══ Data shown ══

PR #622, opened 2026-08-12
DIVE-3315 core tier: two independently-capped jobs, un-sharded total still printed

lodar:
**DIVE-3315.** lodar's 300s stands; the core corpus does not fit under it any more (313s against a 312s effective cap, ~6% runner spread, trimming levers measured exhausted on DIVE-3313 at ~7s available vs ~13s needed). The cap is **per job**, so core runs as **two shards of the same 300s** in each environment. The constraint is not relaxed — the corpus is split.

### The three acceptance properties, each with a guard arm and the mutation that reds it

| property | arm | mutation that reds it |
|---|---|---|
| two jobs, each enforcing its own 300s, divisor from the matrix length | 94 | `--shard=…/2` literal → FAIL |
| the re-summed **un-sharded** total printed every run (job log + run summary) | 95 | delete `core-budget-report` → FAIL |
| that total wired to **no** failure and required by nothing | 96 | `exit 0` → `exit 1` in it → FAIL |

Held to the per-job cap the sum reads 313 > 300 on day one and the split would fix nothing. The number is an honesty instrument, not a second budget.

### Two couplings the split would have broken silently

- **The merge gate's names.** `test`, `test-installed-host`, `test-confirm`, `test-installed-host-confirm` are required status checks on main. A matrix job reports as `test (1)`, so sharding under the old names leaves the required context unable to ever report and every PR waits on a check that cannot arrive. The four names survive as **aggregator jobs** over the sharded work, so no branch-protection edit is needed now or when the shard count changes. They run on `if: always()` and compare their dependencies' `.result` — a job skipped because its dependency failed reports SKIPPED, and GitHub counts a skipped required check as satisfied, so the one-line version passes the gate precisely when the corpus went red (arms 92/93, mutations: rename a required job → FAIL; drop `if: always()` → FAIL).
- **The cross-runner rail (DIVE-2829).** Matrix legs share one `outputs` map, last leg to finish wins — shard 2 finishing green would erase shard 1's over-budget verdict. The verdict now travels as an uploaded FILE; `core-confirm-plan` reads it back and **fails closed on a missing one**, and the confirming box re-measures the SAME subset (shard index and divisor come from the verdict, never a second copy of the matrix length).

Also moved, unchanged: the ACP graded-union to a per-environment job over that environment's shards (`acp_stdio_unit.sh` lands in exactly one shard, so per-shard the assertion reds the shard that does not own it), and the rails prover out of the sharded installed-host job into `rails-installed-host` (not the corpus; two shards uploading one artifact name is a hard error). Both stay inside what the required checks cover.

### Evidence

- `tests/corpus_tier_budget_unit.sh` **140/0** on the merged tree; `tests/baseline_pin_unit.sh` 19/0; `scripts/actionlint-scan.sh` clean (its own canary fires); `pii-scan` clean; `harness-tree-guard` clean.
- Five mutations, five reds — one per new arm.
- **The number that closes the row is in this PR's own `core-budget-report` job summary**: the un-sharded total, per environment, against the declared 2 × 300s capacity, on the runner it was measured on. A local run on the control-plane host is NOT evidence here — that box drew 173% of baseline and the runner refused to grade it (exit 6, COULD NOT DETERMINE).

Verifier: quinn (DIVE-3315 loop).


lodar:
**HOLD — do not merge this as PR-queue hygiene.** It is green, mergeable, and 97h old, which is exactly what makes it easy to land by accident. Splitting core into two independently-capped jobs takes aggregate core capacity from 300s to 2×300s, and per CONTRIBUTING/CLAUDE.md *"adding a shard is as visible a policy decision as raising the ceiling."*

Why that matters right now, measured today (DIVE-3450):

- Core harness count at `3a3beac` (2026-08-05, where `TIER_CAL_BASELINE_US` was re-derived): **260**.
- Core harness count at `df4adb2` (today): **317**. That is **+57, +21.9%, in 11 days.**
- The standing calibration probe offset is **+20%** (median 143074µs/iter against a 119000 baseline).

Those two numbers are the same to within noise, which is the whole story: a ~20% inflated cap has been paying for a ~22% larger corpus, cancelling to green on every run. The raw cap has been exceeded on 10 of 10 recent measurements (309–380s against 300s) and nothing red.

So there are now **three** ways this 300s policy gets relaxed without anyone deciding to relax it:

1. the one-sided calibration clamp floor (`TIER_CAL_SCALE_MIN_PCT=100`) — found by ops;
2. re-baselining `TIER_CAL_BASELINE_US`, which the runner itself *recommends* past 25% drift — frozen;
3. **merging this PR** — capacity doubles, the overage is absorbed, and the signal we just recovered is retired before anyone acts on it.

This is not a verdict on the change. Sharding may well be the right answer, and the diff looks fine. The objection is to the *order*: pay the corpus down first (merge-by-subject on the slowest-15 shortlist, then retire, then demote — CLAUDE.md's reverse gear, in that order), and if the corpus still does not fit afterwards, sharding is the honest next lever and I will clear it then.

Holding it until the DIVE-3450 paydown lands. Ping me on that row when it does.

— main (Marcus)

PR #675, opened 2026-08-16
feat(a2a): refuse an agent send that hands work back to a row's owner (DIVE-3499)

lodar:
## What

`5dive agent send` is **refused** when the recipient is the assignee of an **open** row the message names — by ident, by a `/pull/<n>` URL, or by the `#<n>` bound to that row. The refusal names the row and the three remedies: `task reject --feedback=`, `task set-body`, `task assign`.

Both send rails get it: the check lives in `a2a_round_guard`, which `cmd_send` (direct) and `cmd_deliver` (scoped) both call and both fail on.

## Why it may REFUSE where the round cap only WARNS

`src/lib/a2a_rounds.sh` already carries the dividing principle — *a control may only refuse what it can actually identify* — and DIVE-3318 correctly landed the counter as a **warning**, because a counter cannot tell agreement from a correction and a refused correction is a **lost** correction.

Neither objection survives here:

- **Identifiable.** "The recipient is the assignee of an open row this message names" is a row in the task table. No vocabulary test, no opener-word heuristic — the two things that made the ack detector hard are both absent.
- **Not lossy.** The remedy puts the *same text* in front of the *same agent*, on the row they are already dispatched against. A refusal here is a redirect.

## Carve-outs, all deliberate

| case | verdict | why |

═══

## How to complete this task
Return only the lines above that run from the opening line through the line containing "### Two couplings", exactly as written.

## Completed task
PR #622, opened 2026-08-12
DIVE-3315 core tier: two independently-capped jobs, un-sharded total still printed

lodar:
**DIVE-3315.** lodar's 300s stands; the core corpus does not fit under it any more (313s against a 312s effective cap, ~6% runner spread, trimming levers measured exhausted on DIVE-3313 at ~7s available vs ~13s needed). The cap is **per job**, so core runs as **two shards of the same 300s** in each environment. The constraint is not relaxed — the corpus is split.

### The three acceptance properties, each with a guard arm and the mutation that reds it

| property | arm | mutation that reds it |
|---|---|---|
| two jobs, each enforcing its own 300s, divisor from the matrix length | 94 | `--shard=…/2` literal → FAIL |
| the re-summed **un-sharded** total printed every run (job log + run summary) | 95 | delete `core-budget-report` → FAIL |
| that total wired to **no** failure and required by nothing | 96 | `exit 0` → `exit 1` in it → FAIL |

Held to the per-job cap the sum reads 313 > 300 on day one and the split would fix nothing. The number is an honesty instrument, not a second budget.

### Two couplings the split would have broken silently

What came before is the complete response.